Une vie autre nous appelle, une vie autre nous attend. C’est à nous de choisir, ici et maintenant. Continuer comme toujours, dans notre course inutile et mortifère vers le néant, ce Titanic terrestre où chacun de nous est capitaine, accepter cette fatalité dans tous les sens du terme, laisser venir la mort et avouer notre impuissance. (il y aura toujours des cyniques pour dire qu’un autre monde renaîtra tel le Phénix de ses cendres, ou qu’eux-mêmes ou leurs congénères s’en sortiront toujours. À ceux-là, je répète qu’il est très difficile de se protéger du malheur, il trouve toujours un endroit où frapper et que c’est aussi de leurs enfants qu’il s’agit).

Ou au contraire, serons-nous capables de mettre nos talents ingénieux, notre enthousiasme d’humains, notre génie industrieux, nos arts, nos idées, notre allant, notre jeunesse, notre passion, nos intelligences et nos joies au service d’un futur que nous décidons tout autre ? Serons-nous capables d’agir chacun là où et telles que nous sommes, de saisir les opportunités et de nous mobiliser tous pour maintenant, décider de changer le cours des choses. 

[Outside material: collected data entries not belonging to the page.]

PR #1185, opened 2020-02-18
Consolidate pipeline dynamic state VUs

### LINKED ISSUE #1180: Missing attribute "noautovalidity" for pShadingRatePalettes and pExclusiveScissors
Hi,
I see there's no attribute "noautovalidity" for fields **VkPipelineViewportShadingRateImageStateCreateInfoNV::pShadingRatePalettes** and **VkPipelineViewportExclusiveScissorStateCreateInfoNV::pExclusiveScissors**. However other dynamic states like pViewports, pScissors, pViewportWScalings and pDiscardRectangles, they all have **noautovalidity="true"** in the member description in xml. So I think pShadingRatePalettes and pExclusiveScissors shall be in the same way.

krOoze:
- unify the language
- fix #1180 
- add some VUs that feel missing
- remove VUs that are redundant or at wrong place

Some problems remain. Not sure how to deal with `VkRect2D` dynamic states and their non-0 and non-overflow requirements. There's also bunch of `VK_DYNAMIC_STATE_SAMPLE_LOCATIONS_EXT` validity problems remaining that I did not want to get into.

### DIFF
--- a/chapters/fragops.txt
+++ b/chapters/fragops.txt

Nous pouvons le faire, c’est maintenant ou jamais en ce qui nous concerne. Nous pouvons choisir l’intense jubilation de nous sentir participer du vivant, collaborer avec toutes les espèces que notre Terre abrite, en continuité avec elles au cœur des équilibres, inventer un jeu nouveau où c’est la grâce des choses qui compte. Oui, nous pouvons sentir la joie de participer du vivant, être en symbiose avec lui. Voyons-nous attentifs, alertes, prudents, responsables, à notre place et respectueux de ce qui n’est pas nous, au lieu de laisser nos pulsions, nos désirs et nos envies nous faire croire que nous sommes ces prédateurs avides et sans retenue que, jusqu’à aujourd’hui, nous n’avons cessé d’être.

Oui, aujourd’hui est un beau jour pour changer.